Graph invalidation starts with a call to ITopology::invalidate(). ITopology objects are owned by graph definitions. Therefore, a call to ITopology::invalidate() is equivalent to saying “this definition is no longer valid.”

Unlike some other invalidation schemes, the call to ITopology::invalidate() is cheap. If the topology is already invalid (i.e. ITopology::invalidate() has previously been called and the topology has not yet be rebuilt), invalidation exits early. Otherwise, the topology’s stamps is incremented and the invalidation is “forwarded” to a list of registered listeners.

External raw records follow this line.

Issue #131, opened 2018-12-13
Add https support to swaggerUI


venki09:
We need to have swagger UI support https protocol.

venki09:
https://github.com/cerner/beadledom/pull/137 was created to add this support

PR #149, opened 2019-07-29
Add ContainerRequestFilter to properly support services running behind proxies

nab0310:
If the service consuming beadledom was using swagger 2 and https behind a reverse-proxy or load balancer, it would fail to load the api-docs of that service because it made the request over http. This PR introduces a `ContainerRequestFilter` that reads the request context and determines if it originated from a secure context. 

An integration module was also added to test these changes. The module uses a simple service and a reverse proxy to properly test the changes.

This PR is an update to https://github.com/cerner/beadledom/pull/137 and references the issue https://github.com/cerner/beadledom/issues/131

### How was it tested?
`mvn clean install`

The new integration module directly tests the added functionality.

### How to test


integration/client/src/main/java/com/cerner/beadledom/integration/client/BeadledomIntegrationClientModule.java
```diff
@@ -0,0 +1,49 @@
...
+import com.google.inject.PrivateModule;
+import com.google.inject.Provides;
+import javax.inject.Singleton;
+
+/**
+ * An example Client Module.
+ *
+ * @author Nick Behrens
+ */
+public class BeadledomIntegrationClientModule extends PrivateModule {
```
johnlcox: This should probably be changed to follow our updated guidance. There could be an `IntegrationClient` class that has a method `#helloWorld` or `#helloWorldResource` rather than directly exposing the client JAX-RS resource.

johnlcox:
Add an entry to the changelog.

integration/client/src/main/java/com/cerner/beadledom/integration/client/BeadledomIntegrationClientModule.java
nab0310: Added a `BeadledomIntegrationClient` class: https://github.com/cerner/beadledom/pull/149/commits/0bb084b91c13cd5b595223d33244b4bb9b9d1421

nab0310:
> Add an entry to the changelog.

Added: https://github.com/cerner/beadledom/pull/149/commits/0bb084b91c13cd5b595223d33244b4bb9b9d1421

I'm not too solid on the actual sentence surrounding the `ForwardedHeaderFilter` so some feedback would be appreciated there.

integration/pom.xml
```diff
@@ -0,0 +1,108 @@
...
+      </plugin>
+    </plugins>
+    <pluginManagement>
+      <plugins>
+        <plugin>
+          <artifactId>maven-war-plugin</artifactId>
+          <version>3.0.0</version>
+        </plugin>
+        <plugin>
+          <groupId>org.apache.tomcat.maven</groupId>
```
venki09: Is tomcat being used?

integration/service/src/main/java/com/cerner/beadledom/integration/service/ResteasyBootstrapModule.java
```diff
@@ -0,0 +1,54 @@
...
+import com.cerner.beadledom.resteasy.ResteasyModule;
+import com.cerner.beadledom.swagger2.Swagger2Module;
+import com.google.inject.AbstractModule;
+import com.google.inject.Provides;
+import com.google.inject.multibindings.OptionalBinder;
+import io.swagger.models.Info;
+import javax.inject.Singleton;
+
+/**
+ * A Guice Module that installs the {@link ResteasyModule}, {@link Swagger2Module},
```
venki09: nit: might be better to use List tag to list them

integration/service/src/main/java/com/cerner/beadledom/integration/service/resource/HelloWorldResource.java
```diff
@@ -0,0 +1,43 @@
...
+import javax.ws.rs.core.MediaType;
+
+/**
+ * Server implementation of an offset based paginated list endpoint.
+ *
+ * @author Nick Behrens
+ */
+@Api(value = "/hello", description = "Retrieve hello world data")
+@Path("/hello")
+public class HelloWorldResource {
```
venki09: I think we can just extend the resource class from the api project?

integration/test/pom.xml
```diff
@@ -0,0 +1,205 @@
...
+
+  <dependencies>
+    <dependency>
+      <groupId>com.cerner.beadledom</groupId>
+      <artifactId>beadledom-integration-client</artifactId>
+    </dependency>
+    <dependency>
+      <groupId>com.cerner.beadledom</groupId>
+      <artifactId>beadledom-integration-api</artifactId>
+    </dependency>
```
venki09: super nit: order this so that api comes first before client dependency

jaxrs/src/test/scala/com/cerner/beadledom/jaxrs/provider/ForwardedHeaderFilterSpec.scala
```diff
@@ -0,0 +1,266 @@
+package com.cerner.beadledom.jaxrs.provider
```
venki09: nit: describe and it blocks needs space after `{`

jaxrs/src/test/scala/com/cerner/beadledom/jaxrs/provider/ForwardedHeaderFilterSpec.scala
```diff
@@ -0,0 +1,266 @@
...
+    Mockito.when(request.getUriInfo).thenReturn(uriInfo)
+    request
+  }
+
+  describe("For a request with just the X-Forwarded-Proto header"){
+    describe("when the header has a value of https"){
+      it("changes the request to https"){
+        val request = createContainerRequestContext
+        val securityContext = mock[SecurityContext]
+        Mockito.when(securityContext.isSecure).thenReturn(false)
```
venki09: Can this be imported so we don't have to do `Mockito.when`?

jaxrs/src/test/scala/com/cerner/beadledom/jaxrs/provider/ForwardedHeaderFilterSpec.scala
```diff
@@ -0,0 +1,266 @@
...
+      describe("if the protocol is not set to https"){
+        it("keeps the request http"){
+          val request = createContainerRequestContext
+          val securityContext = mock[SecurityContext]
+          Mockito.when(securityContext.isSecure).thenReturn(false)
+          Mockito.when(request.getSecurityContext).thenReturn(securityContext)
+          Mockito.when(request.getHeaderString("X-Forwarded-Proto")).thenReturn(null)
+          Mockito.when(request.getHeaderString("Forwarded")).thenReturn("proto=other")
+
+
```
venki09: nit: extra line can be removed

integration/client/src/main/java/com/cerner/beadledom/integration/client/IntegrationClientFeature.java
```diff
@@ -0,0 +1,18 @@
...
+
+/**
+ * A default client feature annotation.
+ *
+ * @author Nick Behrens
+ */
+@BindingAnnotation
+@Target({ElementType.FIELD, ElementType.PARAMETER, ElementType.METHOD})
+@Retention(RetentionPolicy.RUNTIME)
+public @interface IntegrationClientFeature {
```
venki09: Can this be package-private?

integration/api/src/main/java/com/cerner/beadledom/integration/api/model/HelloWorldDto.java
```diff
@@ -0,0 +1,49 @@
...
+
+  /**
+   * Creates a new {@link HelloWorldDto} instance.
+   *
+   * @param name author to be associated with the message
+   * @param message the message to be returned
+   * @return {@link HelloWorldDto} encapsulating a name and message
+   */
+  @JsonCreator
+  public static HelloWorldDto create(@JsonProperty("name") String name, @JsonProperty("hello_world_message") String message) {
```
venki09: Is this line too long?

integration/service/src/main/java/com/cerner/beadledom/integration/service/resource/HelloWorldResource.java
nab0310: With the current way they are set up, we cannot. The api project implementation of `getHelloWorld` returns an OffsetPaginatedListHelloWorldDto which implements the `OffsetPaginatedListDto` whereas the service resource returns a type of `OffsetPaginatedList`. That being said, I might be missing something obvious with how to set it up.

integration/api/src/main/java/com/cerner/beadledom/integration/api/HelloWorldResource.java
```diff
@@ -0,0 +1,35 @@
...
+import javax.ws.rs.core.MediaType;
+
+/**
+ * Client interface of an offset based paginated list endpoint resource.
+ *
+ * @author Nick Behrens
+ */
+@Api(value = "/hello", description = "Retrieve hello world data")
+@Path("/hello")
+public interface HelloWorldResource {
```
johnlcox: Since this is only for the client should it go to the client module instead of api?

integration/api/src/main/java/com/cerner/beadledom/integration/api/HelloWorldResource.java
```diff
@@ -0,0 +1,35 @@
+package com.cerner.beadledom.integration.api;
+
+import com.cerner.beadledom.integration.api.model.HelloWorldDto;
+import com.cerner.beadledom.integration.api.model.OffsetPaginatedListHelloWorldDto;
+import com.cerner.beadledom.jaxrs.GenericResponse;
+import io.swagger.annotations.Api;
```
johnlcox: For the client resource I think the swagger annotations can all be removed.

integration/api/src/main/java/com/cerner/beadledom/integration/api/model/HelloWorldDto.java
johnlcox: Why is the message using snake case?

integration/pom.xml
nab0310: Nope, I removed it: https://github.com/cerner/beadledom/pull/149/commits/5f16000751c242d73a0ec08af64c59f7b354e354

integration/service/src/main/java/com/cerner/beadledom/integration/service/ResteasyBootstrapModule.java
nab0310: Changed to use the List tag: https://github.com/cerner/beadledom/pull/149/commits/802c74c005968d527aef7a82390173d07569d0d5

integration/test/pom.xml
nab0310: Re-ordered: https://github.com/cerner/beadledom/pull/149/commits/0ca69d4b1c84c077044606638b2b8f9a550cf38b

integration/api/src/main/java/com/cerner/beadledom/integration/api/model/OffsetPaginatedListHelloWorldDto.java
```diff
@@ -0,0 +1,49 @@
...
+ *
+ * @author Nick Behrens
+ */
+@JsonInclude(JsonInclude.Include.NON_NULL)
+@AutoValue
+@JsonDeserialize(builder = OffsetPaginatedListHelloWorldDto.Builder.class)
+public abstract class OffsetPaginatedListHelloWorldDto implements OffsetPaginatedListDto<HelloWorldDto> {
+
+  @JsonProperty("items")
+  public abstract List<HelloWorldDto> items();
```
johnlcox: Is this needed? Does it not come from the interface automatically?

jaxrs/src/test/scala/com/cerner/beadledom/jaxrs/provider/ForwardedHeaderFilterSpec.scala
nab0310: added spaces: https://github.com/cerner/beadledom/pull/149/commits/320a67c5ef71fdcbd15ae8eb0274b250433d5bee

jaxrs/src/test/scala/com/cerner/beadledom/jaxrs/provider/ForwardedHeaderFilterSpec.scala
nab0310: Yep: https://github.com/cerner/beadledom/pull/149/commits/2b4745132d5a93bb5340b45d98954dd095262209

jaxrs/src/test/scala/com/cerner/beadledom/jaxrs/provider/ForwardedHeaderFilterSpec.scala
nab0310: removed: https://github.com/cerner/beadledom/pull/149/commits/ccaf18887d21e0d9f5f736d0dd152fb8e436ecdf

integration/api/src/main/java/com/cerner/beadledom/integration/api/model/HelloWorldDto.java
nab0310: Changed it to be shorter: https://github.com/cerner/beadledom/pull/149/commits/070df335fae218738ee9473d9c6aa2abcc2c0114

integration/pom.xml
```diff
@@ -0,0 +1,103 @@
...
+
+  <modules>
+    <module>api</module>
+    <module>service</module>
+    <module>client</module>
+    <module>test</module>
+  </modules>
+
+  <properties>
+    <jetty.version>9.4.18.v20190429</jetty.version>
```
johnlcox: Looks like there is a newer version: 9.4.19.v20190610

integration/api/src/main/java/com/cerner/beadledom/integration/api/model/HelloWorldDto.java
nab0310: Yep, I changed it to break at the parameters: https://github.com/cerner/beadledom/pull/149/commits/070df335fae218738ee9473d9c6aa2abcc2c0114

integration/service/pom.xml
```diff
@@ -0,0 +1,209 @@
...
+      <groupId>javax.ws.rs</groupId>
+      <artifactId>javax.ws.rs-api</artifactId>
+    </dependency>
+    <dependency>
+      <groupId>org.slf4j</groupId>
+      <artifactId>slf4j-api</artifactId>
+    </dependency>
+    <dependency>
+      <groupId>org.slf4j</groupId>
+      <artifactId>slf4j-log4j12</artifactId>
```
johnlcox: Can the service use logback instead of log4j?

jaxrs/src/test/scala/com/cerner/beadledom/jaxrs/provider/ForwardedHeaderFilterSpec.scala
nab0310: Yep, I imported it and some other `Mockito` methods I used: https://github.com/cerner/beadledom/pull/149/commits/2b4745132d5a93bb5340b45d98954dd095262209

integration/test/src/docker/nginx.conf
```diff
@@ -0,0 +1,22 @@
+worker_processes 1;
+
+events { worker_connections 1024; }
+
+http {
+
+  sendfile on;
```
johnlcox: What does this do?

jaxrs/src/main/java/com/cerner/beadledom/jaxrs/JaxRsModule.java
```diff
@@ -19,5 +26,6 @@
   protected void configure() {
     bind(CorrelationIdFilter.class).toProvider(CorrelationIdFilterProvider.class)
         .in(Singleton.class);
+    bind(ForwardedHeaderFilter.class).in(Singleton.class);
```
johnlcox: Do we have any concerns around installing this by default?

swagger2/src/main/java/com/cerner/beadledom/swagger2/SwaggerUiResource.java
```diff
@@ -44,31 +30,4 @@ public StreamingOutput getSwaggerUi(@Context UriInfo uriInfo) {
             uriInfo.getBaseUriBuilder().path(SwaggerApiResource.class).build().toASCIIString()))
     );
   }
-
```
johnlcox: This is great.

swagger1/src/main/java/com/cerner/beadledom/swagger/SwaggerUiResource.java
```diff
@@ -7,13 +7,16 @@
...
+import java.util.regex.Pattern;
 import javax.ws.rs.GET;
 import javax.ws.rs.Path;
 import javax.ws.rs.PathParam;
 import javax.ws.rs.Produces;
 import javax.ws.rs.core.Context;
+import javax.ws.rs.core.HttpHeaders;
 import javax.ws.rs.core.MediaType;
 import javax.ws.rs.core.Response;
+import javax.ws.rs.core.SecurityContext;
```
johnlcox: Are these imports unused? I don't see any other changes in this file.

integration/service/pom.xml
```diff
@@ -0,0 +1,209 @@
...
+              <alias>beadledom-integration-service</alias>
+              <name>${project.groupId}/${project.artifactId}:${project.version}</name>
+
+              <build>
+                <cleanup>remove</cleanup>
+                <env>
+                  <PROJECT_VERSION>${project.version}</PROJECT_VERSION>
+                </env>
+                <ports>
+                  <port>8080</port>
```
johnlcox: Can the port be randomized? Is there any disadvantage to keeping it just 8080?

integration/api/src/main/java/com/cerner/beadledom/integration/api/HelloWorldResource.java
```diff
@@ -0,0 +1,35 @@
...
+public interface HelloWorldResource {
+
+  /**
+   * A endpoint that returns a paginated list of {@link HelloWorldDto}.
+   *
+   * @return an {@link OffsetPaginatedListHelloWorldDto}
+   */
+  @ApiOperation(
+      value = "Retrieves hello world data.",
+      response = HelloWorldDto.class)
```
charanpanchagnula: Shouldn't response here be OffsetPaginatedListHelloWorldDto ?

jaxrs/src/main/java/com/cerner/beadledom/jaxrs/provider/ForwardedHeaderFilter.java
```diff
@@ -0,0 +1,72 @@
...
+        && matcher.group("protocolValue").contains("https");
+  }
+
+  /**
+   * Checks the X-Forwarded-Proto header for a value of https.
+   * @param requestContext The {@link ContainerRequestContext} object containing the container request headers.
+   * @return true if the `X-Forwarded-Proto` header is present and contains https; false otherwise.
+   */
+  private boolean hasSecureXForwardedProtoHeader(ContainerRequestContext requestContext) {
+    return "https".equals(requestContext.getHeaderString("X-Forwarded-Proto"));
```
nathanschile: If the header is `X-Forwarded-Proto` is lower case (`x-forwarded-proto`) does this still work?

jaxrs/src/main/java/com/cerner/beadledom/jaxrs/provider/ForwardedHeaderFilter.java
```diff
@@ -0,0 +1,72 @@
...
+        || hasSecureXForwardedProtoHeader(requestContext);
+  }
+
+  /**
+   * Checks the Forwarded header for a protocol value of https.
+   * @param requestContext The {@link ContainerRequestContext} object containing the container request headers.
+   * @return true if the `Forwarded` header is present and contains https; false otherwise.
+   */
+  private boolean hasSecureForwardedHeader(ContainerRequestContext requestContext) {
+    String forwardedHeader = requestContext.getHeaderString("Forwarded");
```
nathanschile: Do we need to support the "Forwarded" header? It isn't the standard, https://developer.mozilla.org/en-US/docs/Web/HTTP/Headers/Forwarded

integration/api/src/main/java/com/cerner/beadledom/integration/api/HelloWorldResource.java
```diff
@@ -0,0 +1,35 @@
...
+import javax.ws.rs.Path;
+import javax.ws.rs.Produces;
+import javax.ws.rs.core.MediaType;
+
+/**
+ * Client interface of an offset based paginated list endpoint resource.
+ *
+ * @author Nick Behrens
+ */
+@Api(value = "/hello", description = "Retrieve hello world data")
```
charanpanchagnula: description is deprecated

integration/service/src/main/java/com/cerner/beadledom/integration/service/resource/HelloWorldResource.java
```diff
@@ -0,0 +1,43 @@
...
+
+  /**
+   * An endpoint that returns a paginated list of {@link HelloWorldDto}.
+   *
+   * @return an {@link OffsetPaginatedList} containing {@link HelloWorldDto}'s.
+   */
+  @ApiOperation(
+      value = "Retrieves hello world data.",
+      response = HelloWorldDto.class)
```
charanpanchagnula: Shouldn't response here be OffsetPaginatedListHelloWorldDto or OffsetPaginatedList<HelloWorldDto>?

integration/service/src/main/java/com/cerner/beadledom/integration/service/resource/HelloWorldResource.java
```diff
@@ -0,0 +1,43 @@
...
+import javax.ws.rs.Path;
+import javax.ws.rs.Produces;
+import javax.ws.rs.core.MediaType;
+
+/**
+ * Server implementation of an offset based paginated list endpoint.
+ *
+ * @author Nick Behrens
+ */
+@Api(value = "/hello", description = "Retrieve hello world data")
```
charanpanchagnula: description is deprecated

integration/service/src/main/java/com/cerner/beadledom/integration/service/resource/HelloWorldResource.java
charanpanchagnula: This is how it works in red-tape also for v2 resources. Whats the reason for this discrepancy?

integration/api/pom.xml
```diff
@@ -0,0 +1,44 @@
...
+
+  <parent>
+    <artifactId>beadledom-integration</artifactId>
+    <groupId>com.cerner.beadledom</groupId>
+    <version>3.3-SNAPSHOT</version>
+  </parent>
+
+  <artifactId>beadledom-integration-api</artifactId>
+
+  <dependencies>
```
charanpanchagnula: I think there are some used but undeclared dependencies found (you'll be able to find out when you run `mvn dependency:analyze -pl api/`

jaxrs/src/main/java/com/cerner/beadledom/jaxrs/provider/ForwardedHeaderFilter.java
nab0310: So the weird thing with that documentation is that if you go to the link for the `X-Forwarded-x` headers, it says that "A standardized version of this header is the HTTP `Forwarded` header." So I decided to just support both, the documentation was confusing.

integration/service/src/main/java/com/cerner/beadledom/integration/service/ResteasyBootstrapModule.java
```diff
@@ -0,0 +1,59 @@
...
+    BuildInfo buildInfo = BuildInfo.load(ResteasyBootstrapModule.class
+        .getResourceAsStream("build-info.properties"));
+    bind(BuildInfo.class).toInstance(buildInfo);
+    bind(ServiceMetadata.class).toInstance(ServiceMetadata.create(buildInfo));
+
+    OffsetPaginationConfiguration paginationConfig = OffsetPaginationConfiguration.builder()
+        .setDefaultLimit(10)
+        .setMaxLimit(10)
+        .build();
+    OptionalBinder
```
charanpanchagnula: Possibly stupid question, why do we need to use OptionalBinder here?

integration/service/src/main/resources/com/cerner/beadledom/integration/service/build-info.properties
```diff
@@ -0,0 +1,4 @@
+git.commit.id=${git.commit.id}
```
charanpanchagnula: This is for my knowledge, why do we need this file?

integration/test/src/docker/Dockerfile
```diff
@@ -0,0 +1,19 @@
+FROM nginx
+
```
charanpanchagnula: Could we add some documentation in this Dockerfile to understand whats going on here?

jaxrs/src/main/java/com/cerner/beadledom/jaxrs/provider/ForwardedHeaderFilter.java
```diff
@@ -0,0 +1,72 @@
...
+    requestContext.setRequestUri(
+        requestContext.getUriInfo().getRequestUriBuilder().scheme(httpScheme).build());
+  }
+
+  /**
+   * Checks if the request was made from a secure context or not.
+   * @param requestContext The {@link ContainerRequestContext} object containing the container request headers.
+   * @return true if the request was made from a secure context, false otherwise.
+   */
+  private boolean requestIsSecure(ContainerRequestContext requestContext) {
```
charanpanchagnula: Could we change the method name to isRequestSecure

jaxrs/src/main/java/com/cerner/beadledom/jaxrs/provider/ForwardedHeaderFilter.java
```diff
@@ -0,0 +1,72 @@
...
+import javax.ws.rs.container.PreMatching;
+import javax.ws.rs.ext.Provider;
+
+/**
+ * The ForwardedHeaderFilter reads the request context and determines if the client request was made
+ * from a secure protocol (HTTPS). If the request originated from secure context, it updates the
+ * request to reflect the original protocol.
+ *
+ * <p>To determine if the client request made in a secure context was forwarded by a load balancer
+ * or proxy, the "Forwarded" and "X-Forwarded-Proto" values are extracted and checked.</p>
```
charanpanchagnula: It seems like it is deemed a secure context if one of the headers is present in the request and not both of them. Should we explicitly say that here in the description?

jaxrs/src/main/java/com/cerner/beadledom/jaxrs/provider/ForwardedHeaderFilter.java
```diff
@@ -0,0 +1,72 @@
...
+   * Checks the Forwarded header for a protocol value of https.
+   * @param requestContext The {@link ContainerRequestContext} object containing the container request headers.
+   * @return true if the `Forwarded` header is present and contains https; false otherwise.
+   */
+  private boolean hasSecureForwardedHeader(ContainerRequestContext requestContext) {
+    String forwardedHeader = requestContext.getHeaderString("Forwarded");
+    if (forwardedHeader == null) {
+      return false;
+    }
+    Pattern forwardedPairs = Pattern.compile("proto=(?<protocolValue>[^;]*)(;|\\z)");
```
charanpanchagnula: could we add a doc explaining this regex because its not clear

johnlcox: Should it also be extracted out to the class level so the pattern isn't recreated on every request?

jaxrs/src/main/java/com/cerner/beadledom/jaxrs/provider/ForwardedHeaderFilter.java
nathanschile: Looks like `Forwarded` is the standard, https://tools.ietf.org/html/rfc7239 :)

integration/api/src/main/java/com/cerner/beadledom/integration/api/HelloWorldResource.java
nab0310: Yes, it should be alright to go there: https://github.com/cerner/beadledom/pull/149/commits/acc0165095c733471eec959e3a986d962a3146e2

integration/api/src/main/java/com/cerner/beadledom/integration/api/HelloWorldResource.java
nab0310: I removed them when I moved the resource to the client: https://github.com/cerner/beadledom/pull/149/commits/acc0165095c733471eec959e3a986d962a3146e2

integration/api/src/main/java/com/cerner/beadledom/integration/api/model/HelloWorldDto.java
nab0310: Because that's what beadledom generated when I ran the `beadledom new` command. I changed it to use camel: https://github.com/cerner/beadledom/pull/149/commits/f8f68c08bbc29dbb7ca87ef6c3e25de9dd562f23

integration/pom.xml
nab0310: There is: https://github.com/cerner/beadledom/pull/149/commits/17f663e0b1f0011fdba37d921c18f6e2e30788bc

integration/api/src/main/java/com/cerner/beadledom/integration/api/model/OffsetPaginatedListHelloWorldDto.java
nab0310: It isn't needed, good catch: https://github.com/cerner/beadledom/pull/149/commits/2c3d8ca7133d1342f729c18d5e2ef5d56ae33db5

integration/test/src/docker/nginx.conf
nab0310: This allows nginx to send chunks of a file directly over the wire rather than copying it to a buffer first. It's a minor performance optimization that we probably don't need.

integration/service/pom.xml
nab0310: I'm not sure it could be randomized, I use this port to redirect the traffic through nginx. I don't think I can use environment variables inside of the nginx.config files so it might have to be hardcoded. There could be a disadvantage in hardcoding the port because it makes the tests rather brittle (ie. if any other is running on port 8080 it would fail). I'll can look into using an environment variable.

integration/service/src/main/java/com/cerner/beadledom/integration/service/resource/HelloWorldResource.java
nab0310: It ideally should be `OffsetPaginatedList<HelloWorldDto>` but swagger annotations don't support generics and we can't use the built in support because we are actually returning a `GenericResponse<OffsetPaginatedList<HelloWorldDto>>` which is way messier of a swagger model then just a HelloWorldDto is.

integration/service/src/main/java/com/cerner/beadledom/integration/service/ResteasyBootstrapModule.java
nab0310: I'm not quite sure, it was what was in the documentation for installing pagination so that's why I did it. @johnlcox, is there any good reason to use an Optional Binder here?

integration/service/src/main/resources/com/cerner/beadledom/integration/service/build-info.properties
nab0310: This file is used by the ServiceMetadata to help swagger get some metadata about the service. It's used here: https://github.com/cerner/beadledom/pull/149/files/070df335fae218738ee9473d9c6aa2abcc2c0114#diff-fad1ad5b719cd2aebc6b4b10bdcfc825R34

nab0310: Come to think of it, we only really need the project version out of this file, so we might be able to remove all the other key value pairs....

integration/api/pom.xml
nab0310: I checked this and other submodules and removed and added some dependencies: https://github.com/cerner/beadledom/pull/149/commits/9ea1691d731343e157a568614742303310dd6651

I'll run this again before I commit as a final sanity check.

integration/service/src/main/java/com/cerner/beadledom/integration/service/resource/HelloWorldResource.java
nab0310: It is, I just removed it. There didn't seem to be a viable replacement, but this is just an example service so I'm not too worried about the swagger docs being good: https://github.com/cerner/beadledom/pull/149/commits/0cfffed54c3dbbcc7b53efa136c19292644441fb

integration/test/src/docker/nginx.conf
nab0310: Removed: https://github.com/cerner/beadledom/pull/149/commits/8a3c86cbe865def41f7369374be99da2c50fde2b

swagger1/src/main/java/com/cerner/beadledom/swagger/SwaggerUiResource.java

This forwarding process may sound expensive. In practice, it is not for the following reasons:

As previously mentioned, ITopology::invalidate() detects spurious invalidations and performs an early exit.
Invalidation forwarders do not immediately react to the invalidation (i.e. they do not immediately rebuild the graph). Rather, they are designed to note the invalidation and handle it later. For example, rebuilding a graph definition is delayed until the start of the next execution of the execution graph.
Usually only a single listener is registered per-graph definition. That listener does not forward the invalidation.

The single invalidation forwarder mentioned above notifies the top-level execution graph (e.g. IGraph) that something within the graph has become invalid. It does this by incrementing the execution graph’s global topology stamp via IGraph::getGlobalTopologyStamp().

Global Topology Stamp

The top-level IGraph object’s global topology stamps tracks the validity of all topologies within all graph definitions in the execution graph. The stamps is incremented each time a graph definition’s topology is invalidated.

Use of this stamp usually falls into two categories.

The first category is cache invalidation. As an example, IExecutionContext uses the global topology stamp to determine if its cached list of traversed node paths is still valid.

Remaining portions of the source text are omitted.